# serves you right! - it serves him (her, me, them) right



## krimo

"It serves you right"

I heard this sentence a couple of times in various tv shows...What does that mean?
Thanks !

*Moderator note: *multiple threads merged to create this one


----------



## Moune

Alors il me semble que ça veut dire :
C'est bien fait pour toi,
ou
Ca t'apprendra


----------



## zinc

Moune said:
			
		

> Alors il me semble que ça veut dire :
> C'est bien fait pour toi,
> ou
> Ca t'apprendra


 
Yep, both of these are good translations. C'est bien fait pour toi is possibly the more accurate of the two.


----------



## CARNESECCHI

Hello,
not bad : "Tu as ce que tu mérites"
bad : "tu n'as que ce que tu mérites"
Hope it helps!


----------



## mersplace

hello krimo,

This is a very popular expression here. 
For example: you have shared an idea with a friend that you are going to do something and they have advised you against it, because you know better then to do 'it'. Then you acted out 'it' and received negative results.
You then tell your friend what you did/said and the results of your action(s) and your friend says, "I told you so.

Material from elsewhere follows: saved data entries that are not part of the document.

PR #266, opened 2023-07-24
Improve the docs of the countries feature

danielhuppmann:
This PR adds a link to the model-registration Excel to the countries-module docs for users who want an easy (non-Python) way to get the ist of countries.


danielhuppmann:
> Just checked quickly and Kosovo is not in the Excel file.

It was at the end of the list, not in the alphabetical order - changed it to avoid confusion

PR #268, opened 2023-07-25
Import mappings from external repo

### LINKED ISSUE #267: Enable using model mappings from external repository
After #265, the next step is to enable loading model mappings from an external repository.

phackstock:
closes #267.

### Changes 

* There is now a new configuration class called `NomenclatureConfig`. Example:
```yaml
repositories:
  common-definitions:
definitions:
  region:
  variable:
mappings:
```
* In analogy to the readthedocs configuration this configuration **must be** in a file called **.nomenclature.yaml** located in the **root** of the repository.

### Open questions

* I'm open for suggestions on the name of the configuration class and the configuration file. I just had to put something there for now.
* With the option now to instantiate `CodeList` and `RegionProcessor` objects entirely from and external repository, the `from_directory` methods of both classes no longer accurately reflect their functions. 
* Additionally, the folders for definitions is currently required to exist, even if it's empty.

Maybe the last two points are better addressed in a follow-up PR though.


nomenclature/codelist.py
```diff
@@ -191,22 +191,26 @@ def from_directory(
         instance of cls (:class:`CodeList` if not inherited)
 
         """
-        code_list = cls._parse_codelist_dir(path, file_glob_pattern)
 
-        if config is not None:
+        if (
```
danielhuppmann, line 195: Maybe a try-except is the more pythonic approach here?

nomenclature/codelist.py
```diff
@@ -191,22 +191,26 @@ def from_directory(
...
-                )
+            codelistconfig = getattr(config.definitions, dimension)
+            repo_path = (
+                config.repositories[codelistconfig.repository].local_path
+                / codelistconfig.repository_dimension_path
+            )
+            code_list = cls._parse_codelist_dir(
+                repo_path,
+                file_glob_pattern,
+            ) + cls._parse_codelist_dir(path, file_glob_pattern)
```
danielhuppmann, line 211: Even if you keep the if-statement, I'd pull out that line because it's duplicated in both *if* and *else*...

nomenclature/definition.py
```diff
@@ -44,23 +44,18 @@ def __init__(self, path, dimensions=None):
         if not path.is_dir():
             raise NotADirectoryError(f"Definitions directory not found: {path}")
 
-        if (path / "config.yaml").exists():
-            self.config = DataStructureConfig.from_file(
-                path=path,
-                file="config.yaml",
-            )
+        if (file := path.parent / ".nomenclature.yaml").exists():
```
danielhuppmann, line 47: I like the idea of the file name, but I worry that Windows & Mac will hide the file it it starts with `.`... And in contrast to RTD-config, this is quite important for our users.
```suggestion
        if (file := path.parent / "nomenclature.yaml").exists():

```

nomenclature/processor/region.py
```diff
@@ -349,7 +350,22 @@ def from_directory(cls, path: DirectoryPath, dsd: DataStructureDefinition):
         """
         mapping_dict: Dict[str, RegionAggregationMapping] = {}
         errors: List[ErrorWrapper] = []
-        for file in (f for f in path.glob("**/*") if f.suffix in {".yaml", ".yml"}):
+
+        mapping_files = [f for f in path.glob("**/*") if f.suffix in {".yaml", ".yml"}]
+
+        if (file := path.parent / ".nomenclature.yaml").exists():
```
danielhuppmann, line 356: Not ideal if the nomenclature-config file is parsed several times - but does it mean that the cloned repo is also pulled several times?

nomenclature/config.py
```diff
@@ -101,24 +98,60 @@ def check_repository_consistency(cls, values):
...
+    mappings: Optional[RegionMappingConfig]
+
+    @root_validator
+    def check_definitions_repository(cls, v):
+        definitions_repos = v.get("definitions").repos if v.get("definitions") else {}
+        mapping_repos = (
+            {"mappings": v.get("mappings").repository} if v.get("mappings") else {}
+        )
+        repos = {**definitions_repos, **mapping_repos}
+        if repos and not v.get("repositories"):
```
danielhuppmann, line 126: I guess this error is overly pydantic - the next check will catch it if the repository is not defined, right?

danielhuppmann (commented):
Looks good overall, a few minor comments and suggestions inline.

nomenclature/codelist.py
phackstock: Ah yes of course, thanks. I couldn't think of that one...

nomenclature/definition.py
phackstock: Fair point, I'll remove the leading dot.

nomenclature/config.py
phackstock: It would produce a different kind of error. 
If `repositories` is not defined the check below would resolve as:
```python
if repository not in None
```
which would result in this error:
```console
Traceback (most recent call last):
TypeError: argument of type 'NoneType' is not iterable
```

nomenclature/processor/region.py
phackstock: It's not ideal that's true. One way around it would be to separately create a `NomenclatureConfig` object once and pass it to `DataStructureDefinition` and `RegionProcessor`. 
I could implement that. It's just something that would need to be added to every workflow though ...

nomenclature/config.py
danielhuppmann: Ok, got it!

nomenclature/processor/region.py
phackstock: True, good idea, that should work.

nomenclature/codelist.py
phackstock: Good point, done

danielhuppmann (approved):

PR #269, opened 2023-07-25
Rename US/British Virgin Islands in `countries` module

danielhuppmann:
Working with the SSP-review and common-definitions, I noticed that the ISO 3166-1 names for the US and British Virgin Islands are not elegant to work with in a yaml format due to comma or brackets. For simplicity, this PR adds these two countries to the replace-mapping.


phackstock (approved):
Good to merge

It serves you right". (Sarcastic)
Meaning, you would have been better off if you had followed your friend's advice and not done 'it'.
Other similiar phrases to this are:
"Looks good on you"
"Water seeks its own level"
"You get what you give"
"What goes around, comes around"
Hope this helps!


----------



## krimo

Thanks to all of you !


----------



## carolineR

personnellement, je dirais "ça te fera les pieds!"


----------



## zinc

I went to say this the other day, but instead out came "c'est bien fait pour moi".  Is there a better expression for "serves me/you right"?  Eg "it serves for right for not checking the timetables first".  

Thanks


----------



## carolineR

ça m'f'ra les pieds !
=ça me fera les pieds


----------



## Qcumber

Bien fait (pour moi)!


----------



## viera

"c'est bien fait pour moi" does mean "it serves me right".
"ça me fera les pieds" is close, but with a suggestion of "that'll teach me, I'll know better next time".


----------



## agueda

How does one say "Serves him right!" in French?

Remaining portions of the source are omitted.